Entendamos como motivación de vida, aquella chispa que enciende todas las intenciones que me impulsan a actuar y vivir por aquel objetivo que me indica el Espíritu Santo de Dios. Mi visión de vida deja de ser material y humana, para convertirse en una poderosa fuerza espiritual que me lleva, «aunque algunas veces mi carne no quiera», a hacer y a buscar las cosas que pertenecen a la vida eterna.

Buscamos con anhelo la “ciudad celestial” que tiene fundamentos, cuyo arquitecto y constructor es Dios.
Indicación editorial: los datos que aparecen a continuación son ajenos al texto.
PR #129, opened 2021-05-24
Ra dspdc 1768 non file metadata

raaidbroad:
## Why
We've added the file metadata ingest, and we now need to add the non-file metadata ingest to complete the 'load' part of the hca pipeline.
[Relevant ticket](https://broadinstitute.atlassian.net/browse/DSPDC-1768)

## This PR
Adds `non_file_metadata` under `hca_orchestration/solids/load_hca`, which contains a composite solid called `non_file_metadata_fanout` that maps over all the non-file metadata types with the existing `load_table` solid. The logic is very similar (read: copy-paste-edited) to what Drew added in the `data_files` package. The composite solid is also added to the `load_hca` pipeline.

Deleted specific file or non-file metadata types and created a more generic `MetadataType` and corresponding fanout result type.

`load_table` has been refactored to say "metadata" instead of "file metadata", and logic has been added to point to the right storage location for file vs. non file metadata.

This PR also sneaks in the `.gitattributes` file and marks the poetry.lock file as linguist generated, so that it won't show up in PR diffs.


orchestration/dagster_orchestration/hca_orchestration/solids/load_hca/non_file_metadata/load_non_file_metadata.py
```diff
@@ -0,0 +1,58 @@
...
+    SPECIMEN_FROM_ORGANISM = NonFileMetadataType("specimen_from_organism")
+    LINKS = NonFileMetadataType("links")
+
+
+@solid(
+    output_defs=[
+        DynamicOutputDefinition(name="table_fanout_result", dagster_type=NonFileMetadataTypeFanoutResult)
+    ]
+)
+def ingest_metadata_type(scratch_dataset_name: HcaScratchDatasetName) -> Iterator[NonFileMetadataTypeFanoutResult]:
```
raaidbroad, line 43: this solid is very similar to the one in `load_data_metadata_files`. I think it is small and simple enough that abstracting it out into its own function might take more time/effort than it is worth, plus this keeps the typing very very tight and scoped. If we would prefer to make this a generalized solid, I am happy to do so!

orchestration/dagster_orchestration/hca_orchestration/solids/load_hca/non_file_metadata/typing.py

Buscamos otra patria y otra ciudadanía, la cual es celestial. El creyente vive durante su peregrinación sobre esta tierra, en una continua vida de temor y reverencia hacia Dios. Se conduce de manera Santa y humilde aplicando en su propia vida, los principios que Jesucristo vivió; lo ponemos como nuestro ejemplo máximo a imitar.

Por medio de Jesucristo somos constituidos hijos de Dios. Por lo tanto, nos convertimos en habitantes de la patria celestial, pues, así como es el celestial tales los celestiales. Nos sentimos unidos por vínculos sentimentales a aquella ciudad que nunca hemos visto, pero que por fe la consideramos nuestra, de tal manera que somos ciudadanos del cielo (léase Filipenses 3:20).

Por lo tanto, mi amado hermano, no nos sorprendamos que por causa de la firme convicción y fe en las promesas de nuestro buen Dios y Salvador Jesús, seamos vituperados, escarnecidos y ofendidos por aquellos que no nos entienden. Esto lo vivió y lo advirtió el Señor Jesús que pasaría, con todo aquel que recibiera su palabra, diciendo: “Yo les he dado tu palabra; y el mundo los aborreció, porque no son del mundo, como tampoco yo soy del mundo” (Jn. 17:14).

Por lo tanto, si su tesoro está en el cielo, no se afane por los asuntos terrenales tales como: qué beber, qué vestir o qué comer, mejor busque primero el reino de Dios y su justicia y todas estas cosas serán añadidas. Que Dios abra nuestros ojos y oídos. Que el Señor les bendiga. Amén.